A Whole9 guest post by Skyler Tanner, an Efficient Exercise Master Trainer with an MS in Exercise Science.
Have you ever wondered why Dallas and Melissa titled their book It Starts With Food? If the “perfect diet” was the only thing that mattered, they could have called it “It’s Just About Food”, or “Food: Alpha and Omega.” However if you’ve been following the Whole9 for a while, you know that diet is just one part of a larger lifestyle, built on 8 other considerations (hence the “whole” 9).
Maybe you think that this is something untested or just a wacky idea that certainly came from Dallas. My goal for this article is to illustrate how powerful the lifestyle picture is and how your goal should be doing “well” in all aspects, as that leads to better health payoff than does being “perfect” in one narrow area.
The Alameda Study
Public health and health education used to rely feelings, rather than data to drive intervention action. That changed in 1965, when a researcher named Lester Breslow started a study in Alameda country, California that examined the health habits of 6,928 people, with an eye toward 7 health habits he deemed most important (which is why the study is referred to as the “Alameda 7″). Their behavior was examined over intervals of up to 20 years and the data was parsed with quantitative analysis (which was novel in longevity studies). As a result, Breslow found that a 45 year old who followed at least 6 of the 7 habits had a life expectancy 11 years longer than that of a person who followed 3 or fewer. And these were good, strong, functional years free of major disease or complication, because what does it matter that you live longer if you can’t do anything with it?
What were the habits? Here’s his original list of the Alameda 7:
- Avoiding Smoking
- Exercising regularly
- Maintaining a healthy body weight
- Sleeping 7 to 8 hours per night
- Limiting consumption of alcoholic drinks
- Eating Breakfast
- Avoiding snacking between meals.
…That’s it. You were expecting some sort of lifestyle calculus? Something only the “chosen few” could accomplish? There’s nothing sexy here and that’s the point: what is done consistently, albeit imperfectly, is what makes changes in the long term. Interventions require rigidity and high effort; lifestyles do not.
Don’t believe that this one study was enough? The good news is that the research has been followed and examined many times over the years. More recently, Dr. Jeff Housman (one of my graduate school professors) and colleague put together a review of the data that came from the study and subsequent reviews. Check this tidbit:
The linear model supported previous findings, indicating regular exercise, limited alcohol consumption, abstinence from smoking, sleeping 7–8 hours a night, and maintenance of a healthy weight play an important role in promoting longevity and delaying illness and death.
So really the “Alameda 7″ is the “Alameda 5,” meaning that 1-5 on my list above are the big lifestyle “tricks” you need to attempt to do in order to set yourself up for a longer, stronger life.

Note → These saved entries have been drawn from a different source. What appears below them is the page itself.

PR #7999, opened 2026-04-14
Fix KubeLB option precedence enforced over enabled

### LINKED ISSUE #7902: KubeLB enhancement
### What happened
there is two issues:
* **KubeLB sub-options remain enabled after disabling main KubeLB option**
 When creating a cluster, if the user enables KubeLB and selects any of its sub-options (e.g., Use Load Balancer Class or Enable Gateway API), then later disables the main KubeLB option, the selected sub-option values are still being sent.

* **Double tool-tip issue**

Image

KhizerRehan:
This PR fixes KubeLB option visibility so that enforced takes precedence over the enabled flag

#### Behaviour Matrix

| enforced | enabled | enableForAllDatacenters | Result | Rationale |
|----------|---------|-------------------------|--------|-----------|
| true | any | any | show + locked | enforced wins |
| false / undef | true | any | show | enabled wins |
| false / undef | false | any | hide | explicit per-DC disable |
| false / undef | undef | true | show | seed fallback |
| false / undef | undef | false / undef | hide | no signal to show |

Fixes https://github.com/kubermatic/dashboard/issues/7902

**What type of PR is this?**
/kind bug

```release-note
Fixes KubeLB option precedence so enforced datacenters always show the option regardless of the enabled flag.
```

**Documentation**:

```documentation
NONE
```

**Test issue**:

```test-issue
NONE
```

### DIFF
--- a/modules/web/src/app/cluster/details/cluster/edit-cluster/component.ts
+++ b/modules/web/src/app/cluster/details/cluster/edit-cluster/component.ts
@@ -511,15 +511,15 @@ export class EditClusterComponent implements OnInit, OnDestroy {
   }
 
   private _isKubeLBEnabled(datacenter: Datacenter, seedSettings: SeedSettings): boolean {
-    // If enabled is explicitly false at datacenter level, hide regardless of enforced
+    if (datacenter.spec.kubelb?.enforced) {
+      return true;
+    }
     if (datacenter.spec.kubelb?.enabled === false) {
       return false;
     }
-    // If enforced or enabled at datacenter level, show
-    if (datacenter.spec.kubelb?.enforced || datacenter.spec.kubelb?.enabled) {
+    if (datacenter.spec.kubelb?.enabled) {
       return true;
     }
-    // Fall back to seed-level setting
     return !!seedSettings?.kubelb?.enableForAllDatacenters;
   }
 
--- a/modules/web/src/app/shared/components/cluster-summary/component.ts
+++ b/modules/web/src/app/shared/components/cluster-summary/component.ts
@@ -90,14 +90,14 @@ export class ClusterSummaryComponent implements OnInit {
   }
 
   get kubeLBAssignPublicIPWarning(): boolean {
-    // Check all sources: cluster spec, datacenter enforced/enabled, and seed-level setting
-    // Respect explicit datacenter disable (enabled === false)
     const dcKubeLB = this.datacenter?.spec?.kubelb;
     let isKubeLBActive = !!this.cluster?.spec?.kubelb?.enabled;
     if (!isKubeLBActive) {
-      if (dcKubeLB?.enabled === false) {
+      if (dcKubeLB?.enforced) {
+        isKubeLBActive = true;
+      } else if (dcKubeLB?.enabled === false) {
         isKubeLBActive = false;
-      } else if (dcKubeLB?.enforced || dcKubeLB?.enabled) {
+      } else if (dcKubeLB?.enabled) {
         isKubeLBActive = true;
       } else {
         isKubeLBActive = !!this.seedSettings?.kubelb?.enableForAllDatacenters;
--- a/modules/web/src/app/wizard/step/cluster/component.ts
+++ b/modules/web/src/app/wizard/step/cluster/component.ts
@@ -1367,15 +1367,15 @@ export class ClusterStepComponent extends StepBase implements OnInit, ControlVal
   }
 
   private _isKubeLBEnabled(datacenter: Datacenter, seedSettings: SeedSettings): boolean {
-    // If enabled is explicitly false at datacenter level, hide regardless of enforced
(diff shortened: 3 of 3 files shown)


KhizerRehan:
@shinushaju kindly, check behaviour matrix. It should behave according to precedence order defined. However the issue of not returning `false` value from backend still needs to be fixed when explicitly set

References:
- https://navendu.me/tils/9-5-25-omitempty-option-omits-boolean-fields-with-false-values/
- https://stackoverflow.com/questions/72206365/go-omitempty-bool-field-not-showing-false-type

shinushaju (approved):

KhizerRehan:
/hold

Concern/Clarification Added

**Priority order:** `enforced > enabled > enableForAllDatacenters`

As discussed with @ahmadhamzh, it was mentioned that `enableForAllDatacenters` should act as a fallback when both `enforced` and `enabled` are `false`. However, I want to clarify a concern based on what @shinushaju mentioned in this ticket:
[https://github.com/kubermatic/kubermatic/issues/15713](https://github.com/kubermatic/kubermatic/issues/15713)

> *When KubeLB is disabled for a specific datacenter in the Seed, the API should explicitly return `enabled: false`, and the KKP Dashboard should hide the KubeLB option for that datacenter accordingly.*

If that is the expected behavior, and `enableForAllDatacenters` is also considered after `enabled`, then it implies that we can only hide the KubeLB option when **both** conditions are met:

* `enableForAllDatacenters: false`
* `enabled: false` (per datacenter)

This raises another question: if we want to enable KubeLB for all `other` datacenters, would we then need to explicitly set `enabled: true` for each individual datacenter?

In my opinion, `enableForAllDatacenters` acts as a global default flag, which should enable KubeLB for all datacenters unless explicitly overridden. In that case, a per-datacenter `enabled: false` should always take precedence over `enableForAllDatacenters`.

Otherwise, the only way to hide KubeLB would be to set both flags to `false`, 

Based on this, I’m trying to understand whether the logic introduced in the PR aligns with this intended behavior.

Therefore this PR is on hold for further discussion

modules/web/src/app/cluster/details/cluster/edit-cluster/component.ts
```diff
@@ -511,15 +511,15 @@ export class EditClusterComponent implements OnInit, OnDestroy {
   }
 
   private _isKubeLBEnabled(datacenter: Datacenter, seedSettings: SeedSettings): boolean {
-    // If enabled is explicitly false at datacenter level, hide regardless of enforced
+    if (datacenter.spec.kubelb?.enforced) {
+      return true;
+    }
     if (datacenter.spec.kubelb?.enabled === false) {
```
ahmadhamzh, line 517: according to my understand this sholdn't return false unless the  `seedSettings?.kubelb?.enableForAllDatacenters` is also false, so we need to check that before returning false

ahmadhamzh (commented):
so from what i understand if `seedSettings?.kubelb?.enableForAllDatacenters` is true then kubeLB will be available in all datacenters regardless of the `dc.spec.kubelb?.enabled` value, 
@ahmedwaleedmalik is that correct ?

KhizerRehan:
@shinushaju what is the status from backend side?

ahmedwaleedmalik:
> so from what i understand if `seedSettings?.kubelb?.enableForAllDatacenters` is true then kubeLB will be available in all datacenters regardless of the `dc.spec.kubelb?.enabled` value, @ahmedwaleedmalik is that correct ?

The precedence logic in this PR is correct 👍 

@ahmadhamzh re: your review comment - per datacenter`enabled: false` should **not** be gated on `enableForAllDatacenters`. An explicit per-DC disable must win over the seed-wide default; otherwise admins can't carve out a DC and disable kubelb for it from a globally-enabled rollout without flipping the global flag.

The remaining blocker is backend (kubermatic/kubermatic#15713), not this PR. This is a typical go problem, due to `omitempty` we can't distinguish between unset and explicit false. This is required for the frontend to determine this like @KhizerRehan mentioned. So we need to fix this on the backend i.e. KKP side first.

KhizerRehan:
/approved

🧪  Tested locally based Backend PR got [merged](https://github.com/kubermatic/kubermatic/pull/15954) but required to update kkp dependency in dashboard.

image

Should we update KKP dependency in this PR upto this [kkp commit: ](https://github.com/kubermatic/kubermatic/commit/b2c74a27a74d376b5613982a89e2a2ccaf3fb731) or main?

cc: @ahmadhamzh @archups @buraksekili

buraksekili:
let's update KKP dependencies (in go.mod file) as part of this PR 👍

KhizerRehan:
/hold
Need to rebase and merge following PR: https://github.com/kubermatic/dashboard/pull/8116

ahmadhamzh (approved):
/approve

So what happened to Lester Breslow? He died quietly in his home in 2012…at the age of 97. Maybe there’s something to this stuff after all?
Blue Zones
The Blue Zones is sort of the 500 pound gorilla in the room of modern lifestyle interventions. The main thrust of the Blue Zones starts with a study, known as the Danish Twin Study. This study followed 2872 Danish Twins born between 1870 and 1900. After all of these pairs had died, statistical analysis was performed and determined that ~25% of the variance in longevity can be attributed to genetic factors. Later studies give a slightly larger range, from a high of one-third to a low of 15%. So if we’re pessimistic, only one-third of our longevity is related to genetic factors, thus the remaining 70% is due to lifestyle. This was the thrust of the Alameda 7 study: follow some simple habits and you’ll gain quality years of life.
The book is based on the work of Michel Poulain, who identified a mountainous region of Sardinia where men lived longer than women, but both live longer than the rest of Sardinia. Fun fact: it’s a “Blue Zone”because that’s the color they used to identify the region. Really, take a look:
After the statistical analysis was found to be accurate, that there was in fact a positive longevity outcome, the search for more of these places around the world began.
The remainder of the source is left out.